What is expected — Which lines of the entries contain the string "decide"? Please find them and copy them.

======== Working data

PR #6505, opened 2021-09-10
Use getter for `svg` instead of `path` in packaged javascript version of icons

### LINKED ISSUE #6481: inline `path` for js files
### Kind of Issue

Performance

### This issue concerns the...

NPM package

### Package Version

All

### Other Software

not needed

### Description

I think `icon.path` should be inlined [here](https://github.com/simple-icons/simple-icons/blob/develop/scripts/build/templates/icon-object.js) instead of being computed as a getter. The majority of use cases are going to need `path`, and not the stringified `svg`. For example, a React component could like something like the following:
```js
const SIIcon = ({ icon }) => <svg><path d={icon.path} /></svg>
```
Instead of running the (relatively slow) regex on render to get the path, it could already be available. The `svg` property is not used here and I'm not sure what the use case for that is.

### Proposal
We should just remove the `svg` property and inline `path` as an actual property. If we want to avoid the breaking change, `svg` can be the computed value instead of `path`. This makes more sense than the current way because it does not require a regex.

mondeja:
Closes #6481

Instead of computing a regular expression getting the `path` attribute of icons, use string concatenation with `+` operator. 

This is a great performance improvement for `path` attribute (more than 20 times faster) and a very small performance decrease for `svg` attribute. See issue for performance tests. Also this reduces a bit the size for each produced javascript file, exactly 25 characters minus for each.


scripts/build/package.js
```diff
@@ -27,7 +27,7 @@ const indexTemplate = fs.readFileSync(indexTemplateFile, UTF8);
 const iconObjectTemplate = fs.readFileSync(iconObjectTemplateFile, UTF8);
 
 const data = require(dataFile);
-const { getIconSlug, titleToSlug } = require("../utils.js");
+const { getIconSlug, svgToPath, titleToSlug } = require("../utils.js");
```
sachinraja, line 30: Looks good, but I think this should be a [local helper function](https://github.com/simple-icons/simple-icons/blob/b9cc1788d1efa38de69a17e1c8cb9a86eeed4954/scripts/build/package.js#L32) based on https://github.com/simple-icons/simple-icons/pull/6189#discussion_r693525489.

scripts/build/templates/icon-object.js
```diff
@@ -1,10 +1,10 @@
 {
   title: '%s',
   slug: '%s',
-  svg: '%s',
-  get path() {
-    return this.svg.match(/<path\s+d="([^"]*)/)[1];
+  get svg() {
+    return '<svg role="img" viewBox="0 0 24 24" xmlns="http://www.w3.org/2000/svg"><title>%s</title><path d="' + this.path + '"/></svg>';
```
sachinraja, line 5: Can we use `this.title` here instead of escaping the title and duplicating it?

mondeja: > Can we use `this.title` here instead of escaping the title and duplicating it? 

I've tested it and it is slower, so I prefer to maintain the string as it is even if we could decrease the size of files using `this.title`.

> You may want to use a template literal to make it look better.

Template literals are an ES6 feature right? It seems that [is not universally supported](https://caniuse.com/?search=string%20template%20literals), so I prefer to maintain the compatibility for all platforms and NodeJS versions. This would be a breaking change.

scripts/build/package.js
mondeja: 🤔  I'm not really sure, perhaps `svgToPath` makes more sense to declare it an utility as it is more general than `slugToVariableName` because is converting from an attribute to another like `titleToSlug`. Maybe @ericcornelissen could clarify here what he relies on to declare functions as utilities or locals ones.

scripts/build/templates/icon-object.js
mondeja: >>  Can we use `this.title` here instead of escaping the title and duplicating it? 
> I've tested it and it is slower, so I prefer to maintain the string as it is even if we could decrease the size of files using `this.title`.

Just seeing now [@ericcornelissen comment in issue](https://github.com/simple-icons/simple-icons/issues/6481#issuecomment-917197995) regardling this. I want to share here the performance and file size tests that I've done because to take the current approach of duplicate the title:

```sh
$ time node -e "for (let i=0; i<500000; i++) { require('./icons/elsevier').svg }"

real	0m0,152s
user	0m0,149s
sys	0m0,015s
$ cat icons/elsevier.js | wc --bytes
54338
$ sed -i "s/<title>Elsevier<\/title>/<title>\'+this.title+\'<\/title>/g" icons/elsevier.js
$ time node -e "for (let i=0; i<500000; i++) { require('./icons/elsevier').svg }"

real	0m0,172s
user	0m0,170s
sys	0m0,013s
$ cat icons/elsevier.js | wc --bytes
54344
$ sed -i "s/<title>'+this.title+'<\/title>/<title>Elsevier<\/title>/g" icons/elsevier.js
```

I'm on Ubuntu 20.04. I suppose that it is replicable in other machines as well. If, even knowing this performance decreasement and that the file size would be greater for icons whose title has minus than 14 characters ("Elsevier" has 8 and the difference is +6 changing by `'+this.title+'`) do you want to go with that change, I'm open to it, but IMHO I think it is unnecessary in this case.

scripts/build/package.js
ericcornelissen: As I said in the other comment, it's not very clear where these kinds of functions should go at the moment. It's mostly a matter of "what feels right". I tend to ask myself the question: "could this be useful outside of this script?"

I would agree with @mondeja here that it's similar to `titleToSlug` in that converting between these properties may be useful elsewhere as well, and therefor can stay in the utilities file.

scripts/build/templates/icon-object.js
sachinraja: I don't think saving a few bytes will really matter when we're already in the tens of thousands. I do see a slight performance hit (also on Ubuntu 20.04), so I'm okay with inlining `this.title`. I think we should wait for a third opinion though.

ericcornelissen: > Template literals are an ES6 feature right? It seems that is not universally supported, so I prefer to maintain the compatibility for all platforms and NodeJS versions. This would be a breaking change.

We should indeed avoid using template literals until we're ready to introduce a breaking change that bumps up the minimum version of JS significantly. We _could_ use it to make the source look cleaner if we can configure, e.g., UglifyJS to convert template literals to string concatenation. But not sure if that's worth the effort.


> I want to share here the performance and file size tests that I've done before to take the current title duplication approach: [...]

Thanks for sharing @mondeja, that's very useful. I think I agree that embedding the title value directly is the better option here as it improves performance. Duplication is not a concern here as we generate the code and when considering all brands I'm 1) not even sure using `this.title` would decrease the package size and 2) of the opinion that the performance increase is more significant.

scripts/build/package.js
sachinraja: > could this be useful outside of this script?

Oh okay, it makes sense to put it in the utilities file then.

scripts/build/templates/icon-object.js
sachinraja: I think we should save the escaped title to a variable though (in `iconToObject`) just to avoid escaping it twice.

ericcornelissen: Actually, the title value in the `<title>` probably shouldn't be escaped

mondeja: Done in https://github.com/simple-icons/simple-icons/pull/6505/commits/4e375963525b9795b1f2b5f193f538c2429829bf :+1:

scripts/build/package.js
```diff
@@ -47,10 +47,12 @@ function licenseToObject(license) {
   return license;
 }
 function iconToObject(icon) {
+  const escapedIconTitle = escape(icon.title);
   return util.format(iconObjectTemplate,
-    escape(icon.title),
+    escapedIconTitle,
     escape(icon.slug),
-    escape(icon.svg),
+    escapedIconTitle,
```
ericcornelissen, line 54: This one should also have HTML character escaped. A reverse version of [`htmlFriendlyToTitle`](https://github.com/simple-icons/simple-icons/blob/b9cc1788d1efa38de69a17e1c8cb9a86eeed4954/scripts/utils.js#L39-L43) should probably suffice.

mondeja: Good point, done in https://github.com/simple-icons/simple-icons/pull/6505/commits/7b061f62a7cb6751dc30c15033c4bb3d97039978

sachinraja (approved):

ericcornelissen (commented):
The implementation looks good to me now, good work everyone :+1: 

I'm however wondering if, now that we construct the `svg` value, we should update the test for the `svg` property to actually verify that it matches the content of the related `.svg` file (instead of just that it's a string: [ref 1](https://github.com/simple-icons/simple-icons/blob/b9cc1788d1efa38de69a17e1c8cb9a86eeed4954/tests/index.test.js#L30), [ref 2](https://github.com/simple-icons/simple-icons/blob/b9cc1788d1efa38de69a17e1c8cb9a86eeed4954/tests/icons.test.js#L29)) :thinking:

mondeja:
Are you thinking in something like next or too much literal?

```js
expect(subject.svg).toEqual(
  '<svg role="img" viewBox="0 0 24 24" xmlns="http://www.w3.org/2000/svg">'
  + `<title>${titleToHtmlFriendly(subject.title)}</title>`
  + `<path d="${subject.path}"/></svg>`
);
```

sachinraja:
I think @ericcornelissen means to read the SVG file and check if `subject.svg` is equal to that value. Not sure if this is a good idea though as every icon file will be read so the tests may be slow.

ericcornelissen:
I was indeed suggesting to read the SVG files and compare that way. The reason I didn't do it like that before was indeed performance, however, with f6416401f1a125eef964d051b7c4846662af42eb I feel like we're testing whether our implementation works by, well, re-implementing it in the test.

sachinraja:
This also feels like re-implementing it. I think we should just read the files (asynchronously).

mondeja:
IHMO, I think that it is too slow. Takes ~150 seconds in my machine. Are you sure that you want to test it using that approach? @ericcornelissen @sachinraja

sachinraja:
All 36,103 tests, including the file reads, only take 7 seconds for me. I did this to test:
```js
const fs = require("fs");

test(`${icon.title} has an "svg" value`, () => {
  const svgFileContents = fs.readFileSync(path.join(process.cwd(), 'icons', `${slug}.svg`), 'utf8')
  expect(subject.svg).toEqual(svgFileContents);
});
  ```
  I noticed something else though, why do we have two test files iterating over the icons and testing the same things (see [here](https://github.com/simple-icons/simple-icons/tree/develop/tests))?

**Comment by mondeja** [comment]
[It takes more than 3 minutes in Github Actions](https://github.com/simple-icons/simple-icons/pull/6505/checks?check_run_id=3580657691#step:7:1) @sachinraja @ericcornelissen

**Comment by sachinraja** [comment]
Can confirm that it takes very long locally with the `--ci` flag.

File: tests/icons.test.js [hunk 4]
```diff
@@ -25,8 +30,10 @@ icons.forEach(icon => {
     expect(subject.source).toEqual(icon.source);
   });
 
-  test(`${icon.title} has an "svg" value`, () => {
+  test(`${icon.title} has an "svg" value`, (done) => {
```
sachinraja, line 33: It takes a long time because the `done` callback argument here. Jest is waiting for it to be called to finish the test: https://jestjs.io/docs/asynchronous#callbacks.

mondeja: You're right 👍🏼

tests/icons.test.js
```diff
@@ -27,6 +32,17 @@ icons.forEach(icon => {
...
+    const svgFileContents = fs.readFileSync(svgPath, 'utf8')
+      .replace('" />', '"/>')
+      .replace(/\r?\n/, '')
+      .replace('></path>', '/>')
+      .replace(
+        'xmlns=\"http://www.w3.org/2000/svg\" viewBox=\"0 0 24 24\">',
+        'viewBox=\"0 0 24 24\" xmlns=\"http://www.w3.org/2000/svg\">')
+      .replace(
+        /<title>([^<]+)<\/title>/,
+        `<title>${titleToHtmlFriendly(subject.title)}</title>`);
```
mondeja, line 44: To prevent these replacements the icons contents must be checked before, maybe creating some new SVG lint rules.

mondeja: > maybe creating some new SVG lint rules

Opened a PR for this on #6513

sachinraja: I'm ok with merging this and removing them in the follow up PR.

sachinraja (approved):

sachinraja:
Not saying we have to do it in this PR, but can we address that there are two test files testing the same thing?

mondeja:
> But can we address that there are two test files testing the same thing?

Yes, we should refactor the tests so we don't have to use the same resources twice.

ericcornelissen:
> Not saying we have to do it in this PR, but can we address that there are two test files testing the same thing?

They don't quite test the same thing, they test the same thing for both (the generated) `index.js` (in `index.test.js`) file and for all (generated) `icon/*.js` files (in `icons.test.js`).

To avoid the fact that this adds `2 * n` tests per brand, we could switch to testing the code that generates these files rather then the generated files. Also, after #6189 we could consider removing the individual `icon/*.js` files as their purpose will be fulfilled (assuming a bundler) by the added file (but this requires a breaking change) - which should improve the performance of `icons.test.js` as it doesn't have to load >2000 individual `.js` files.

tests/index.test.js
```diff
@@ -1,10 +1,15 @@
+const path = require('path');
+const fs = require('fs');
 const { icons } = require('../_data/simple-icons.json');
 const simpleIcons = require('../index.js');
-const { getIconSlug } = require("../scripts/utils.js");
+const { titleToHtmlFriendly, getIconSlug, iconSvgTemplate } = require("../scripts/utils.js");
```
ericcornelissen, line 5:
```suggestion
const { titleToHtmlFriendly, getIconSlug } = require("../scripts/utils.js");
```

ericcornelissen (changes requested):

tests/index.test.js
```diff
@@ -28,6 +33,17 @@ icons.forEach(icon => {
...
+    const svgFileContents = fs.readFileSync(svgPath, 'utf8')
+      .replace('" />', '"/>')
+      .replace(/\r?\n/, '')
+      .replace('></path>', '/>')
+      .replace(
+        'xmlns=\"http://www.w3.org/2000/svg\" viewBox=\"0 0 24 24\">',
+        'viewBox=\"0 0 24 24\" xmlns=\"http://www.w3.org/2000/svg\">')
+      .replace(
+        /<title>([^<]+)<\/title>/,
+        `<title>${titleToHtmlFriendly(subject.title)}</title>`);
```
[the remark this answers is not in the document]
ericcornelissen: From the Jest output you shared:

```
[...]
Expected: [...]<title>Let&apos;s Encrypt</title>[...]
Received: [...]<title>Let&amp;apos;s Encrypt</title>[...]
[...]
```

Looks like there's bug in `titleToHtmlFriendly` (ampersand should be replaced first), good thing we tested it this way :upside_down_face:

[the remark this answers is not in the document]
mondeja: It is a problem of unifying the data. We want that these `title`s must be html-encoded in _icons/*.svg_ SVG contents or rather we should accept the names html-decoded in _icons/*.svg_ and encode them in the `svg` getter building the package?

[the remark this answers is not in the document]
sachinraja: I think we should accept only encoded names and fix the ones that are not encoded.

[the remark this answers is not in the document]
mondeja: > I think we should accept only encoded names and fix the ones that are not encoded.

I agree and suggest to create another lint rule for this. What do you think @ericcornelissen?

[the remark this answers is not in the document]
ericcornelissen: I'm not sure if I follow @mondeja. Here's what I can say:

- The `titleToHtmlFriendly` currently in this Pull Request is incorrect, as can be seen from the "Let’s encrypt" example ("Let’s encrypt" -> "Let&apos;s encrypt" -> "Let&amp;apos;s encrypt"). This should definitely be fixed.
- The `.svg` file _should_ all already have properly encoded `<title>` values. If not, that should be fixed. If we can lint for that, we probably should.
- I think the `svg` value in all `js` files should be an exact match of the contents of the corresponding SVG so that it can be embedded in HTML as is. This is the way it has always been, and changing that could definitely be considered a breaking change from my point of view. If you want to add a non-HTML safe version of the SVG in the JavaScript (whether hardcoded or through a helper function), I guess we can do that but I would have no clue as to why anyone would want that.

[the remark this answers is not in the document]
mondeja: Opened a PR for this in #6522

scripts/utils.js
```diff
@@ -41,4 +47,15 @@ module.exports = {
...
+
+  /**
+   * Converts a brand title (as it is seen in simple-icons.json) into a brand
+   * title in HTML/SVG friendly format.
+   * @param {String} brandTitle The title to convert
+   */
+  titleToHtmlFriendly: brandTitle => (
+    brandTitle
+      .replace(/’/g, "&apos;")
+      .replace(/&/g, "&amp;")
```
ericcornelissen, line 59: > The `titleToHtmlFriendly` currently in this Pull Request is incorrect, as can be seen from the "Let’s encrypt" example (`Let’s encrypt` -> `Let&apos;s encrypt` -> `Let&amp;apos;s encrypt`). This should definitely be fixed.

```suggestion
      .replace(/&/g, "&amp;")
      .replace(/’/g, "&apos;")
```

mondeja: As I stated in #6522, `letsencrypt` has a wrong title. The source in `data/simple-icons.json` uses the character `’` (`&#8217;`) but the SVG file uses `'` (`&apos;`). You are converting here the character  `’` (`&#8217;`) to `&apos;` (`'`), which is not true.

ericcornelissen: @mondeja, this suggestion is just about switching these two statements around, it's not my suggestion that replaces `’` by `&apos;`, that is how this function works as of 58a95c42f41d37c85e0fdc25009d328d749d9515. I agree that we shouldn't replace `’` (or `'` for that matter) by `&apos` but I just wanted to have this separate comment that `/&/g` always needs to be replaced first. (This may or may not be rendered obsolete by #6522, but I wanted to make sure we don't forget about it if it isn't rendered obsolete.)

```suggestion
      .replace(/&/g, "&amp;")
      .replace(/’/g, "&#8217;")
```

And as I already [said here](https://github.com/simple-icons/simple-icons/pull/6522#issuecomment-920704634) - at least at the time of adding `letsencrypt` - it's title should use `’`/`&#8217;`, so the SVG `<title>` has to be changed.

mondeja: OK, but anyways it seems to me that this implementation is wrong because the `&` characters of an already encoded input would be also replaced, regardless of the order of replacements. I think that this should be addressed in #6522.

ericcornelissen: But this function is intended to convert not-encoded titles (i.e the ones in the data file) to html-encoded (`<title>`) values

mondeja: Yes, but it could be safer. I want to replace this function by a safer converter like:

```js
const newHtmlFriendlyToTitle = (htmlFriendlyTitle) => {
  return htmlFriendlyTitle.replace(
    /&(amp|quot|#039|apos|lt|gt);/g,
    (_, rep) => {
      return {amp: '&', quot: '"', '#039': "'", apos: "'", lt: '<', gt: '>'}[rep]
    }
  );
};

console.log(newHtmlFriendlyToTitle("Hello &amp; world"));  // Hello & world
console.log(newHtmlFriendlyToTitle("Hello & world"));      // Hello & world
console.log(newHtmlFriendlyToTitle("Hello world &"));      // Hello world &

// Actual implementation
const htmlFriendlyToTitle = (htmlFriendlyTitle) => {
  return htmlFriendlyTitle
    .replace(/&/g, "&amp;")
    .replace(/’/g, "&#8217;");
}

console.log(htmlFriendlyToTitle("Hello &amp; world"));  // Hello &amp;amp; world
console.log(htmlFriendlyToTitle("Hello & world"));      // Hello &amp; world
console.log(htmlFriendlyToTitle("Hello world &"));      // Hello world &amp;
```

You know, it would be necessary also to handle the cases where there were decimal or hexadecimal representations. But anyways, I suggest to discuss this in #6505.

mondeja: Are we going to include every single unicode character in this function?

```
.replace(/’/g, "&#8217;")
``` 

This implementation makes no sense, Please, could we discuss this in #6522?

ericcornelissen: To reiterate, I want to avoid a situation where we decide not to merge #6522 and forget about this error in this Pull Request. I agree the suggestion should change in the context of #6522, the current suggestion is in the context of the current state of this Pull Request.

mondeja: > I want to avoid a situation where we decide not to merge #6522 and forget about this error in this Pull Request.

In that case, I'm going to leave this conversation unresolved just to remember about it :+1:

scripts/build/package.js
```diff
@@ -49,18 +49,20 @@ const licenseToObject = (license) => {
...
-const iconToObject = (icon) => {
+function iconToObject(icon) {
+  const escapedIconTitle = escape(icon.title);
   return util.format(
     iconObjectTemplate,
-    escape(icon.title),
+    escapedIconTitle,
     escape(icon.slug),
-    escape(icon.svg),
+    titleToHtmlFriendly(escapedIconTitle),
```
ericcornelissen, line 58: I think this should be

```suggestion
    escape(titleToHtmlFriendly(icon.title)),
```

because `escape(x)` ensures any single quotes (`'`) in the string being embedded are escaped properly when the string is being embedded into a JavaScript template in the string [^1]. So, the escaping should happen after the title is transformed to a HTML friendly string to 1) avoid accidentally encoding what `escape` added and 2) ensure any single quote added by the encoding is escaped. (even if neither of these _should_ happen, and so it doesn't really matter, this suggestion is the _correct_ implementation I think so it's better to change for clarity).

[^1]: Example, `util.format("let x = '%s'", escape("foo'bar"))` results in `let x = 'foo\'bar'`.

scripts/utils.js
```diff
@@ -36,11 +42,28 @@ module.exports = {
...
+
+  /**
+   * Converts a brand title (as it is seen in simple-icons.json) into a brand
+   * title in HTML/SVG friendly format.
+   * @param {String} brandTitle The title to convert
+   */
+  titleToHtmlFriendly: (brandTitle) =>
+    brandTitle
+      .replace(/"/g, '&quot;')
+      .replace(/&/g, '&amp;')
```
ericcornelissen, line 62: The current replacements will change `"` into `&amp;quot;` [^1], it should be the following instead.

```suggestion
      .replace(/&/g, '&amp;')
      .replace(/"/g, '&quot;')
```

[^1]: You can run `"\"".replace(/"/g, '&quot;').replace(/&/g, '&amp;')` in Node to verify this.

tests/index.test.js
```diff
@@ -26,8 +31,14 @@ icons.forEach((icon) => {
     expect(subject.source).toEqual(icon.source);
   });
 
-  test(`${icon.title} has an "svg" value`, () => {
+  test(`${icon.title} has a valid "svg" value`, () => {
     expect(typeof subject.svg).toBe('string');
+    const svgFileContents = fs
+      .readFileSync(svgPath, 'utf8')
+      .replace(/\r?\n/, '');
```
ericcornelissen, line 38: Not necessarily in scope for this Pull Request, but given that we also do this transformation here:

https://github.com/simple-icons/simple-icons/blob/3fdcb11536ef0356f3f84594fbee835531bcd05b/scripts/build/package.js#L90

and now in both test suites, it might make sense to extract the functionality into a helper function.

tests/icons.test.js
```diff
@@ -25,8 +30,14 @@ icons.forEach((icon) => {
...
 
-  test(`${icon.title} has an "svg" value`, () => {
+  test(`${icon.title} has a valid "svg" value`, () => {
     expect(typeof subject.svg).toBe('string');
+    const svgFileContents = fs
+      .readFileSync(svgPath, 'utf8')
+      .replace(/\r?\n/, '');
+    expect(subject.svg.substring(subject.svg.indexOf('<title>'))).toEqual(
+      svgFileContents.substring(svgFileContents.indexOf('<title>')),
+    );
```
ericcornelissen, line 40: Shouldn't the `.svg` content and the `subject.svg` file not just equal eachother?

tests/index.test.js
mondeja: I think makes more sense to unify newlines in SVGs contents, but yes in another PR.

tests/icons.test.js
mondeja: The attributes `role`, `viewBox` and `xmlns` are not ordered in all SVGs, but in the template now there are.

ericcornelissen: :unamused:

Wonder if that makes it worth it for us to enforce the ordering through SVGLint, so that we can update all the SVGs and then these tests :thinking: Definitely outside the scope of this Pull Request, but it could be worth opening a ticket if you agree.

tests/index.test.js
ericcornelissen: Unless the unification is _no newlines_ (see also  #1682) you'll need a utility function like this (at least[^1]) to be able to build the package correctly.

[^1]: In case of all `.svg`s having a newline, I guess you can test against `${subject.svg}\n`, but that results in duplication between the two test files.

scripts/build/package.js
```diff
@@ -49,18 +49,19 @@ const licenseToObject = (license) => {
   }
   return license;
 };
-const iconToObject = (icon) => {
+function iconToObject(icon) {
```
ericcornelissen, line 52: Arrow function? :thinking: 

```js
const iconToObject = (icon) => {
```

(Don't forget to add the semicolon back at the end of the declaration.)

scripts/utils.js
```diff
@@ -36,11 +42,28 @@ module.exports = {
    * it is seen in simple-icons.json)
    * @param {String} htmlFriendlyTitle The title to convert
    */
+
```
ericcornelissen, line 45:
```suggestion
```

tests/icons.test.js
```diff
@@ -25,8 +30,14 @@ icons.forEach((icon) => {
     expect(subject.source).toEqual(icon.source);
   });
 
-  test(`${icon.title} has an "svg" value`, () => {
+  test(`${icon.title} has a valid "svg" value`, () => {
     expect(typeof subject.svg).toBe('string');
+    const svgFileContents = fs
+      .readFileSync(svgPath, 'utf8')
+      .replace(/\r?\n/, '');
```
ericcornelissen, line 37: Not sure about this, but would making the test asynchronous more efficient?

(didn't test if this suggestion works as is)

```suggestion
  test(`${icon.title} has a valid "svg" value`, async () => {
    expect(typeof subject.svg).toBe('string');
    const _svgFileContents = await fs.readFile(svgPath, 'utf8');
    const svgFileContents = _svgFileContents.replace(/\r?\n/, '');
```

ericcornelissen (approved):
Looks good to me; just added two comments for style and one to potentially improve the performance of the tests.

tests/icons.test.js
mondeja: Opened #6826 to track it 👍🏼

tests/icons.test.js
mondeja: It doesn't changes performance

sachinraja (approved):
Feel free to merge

================

Task result —
ericcornelissen: To reiterate, I want to avoid a situation where we decide not to merge #6522 and forget about this error in this Pull Request. I agree the suggestion should change in the context of #6522, the current suggestion is in the context of the current state of this Pull Request.
mondeja: > I want to avoid a situation where we decide not to merge #6522 and forget about this error in this Pull Request.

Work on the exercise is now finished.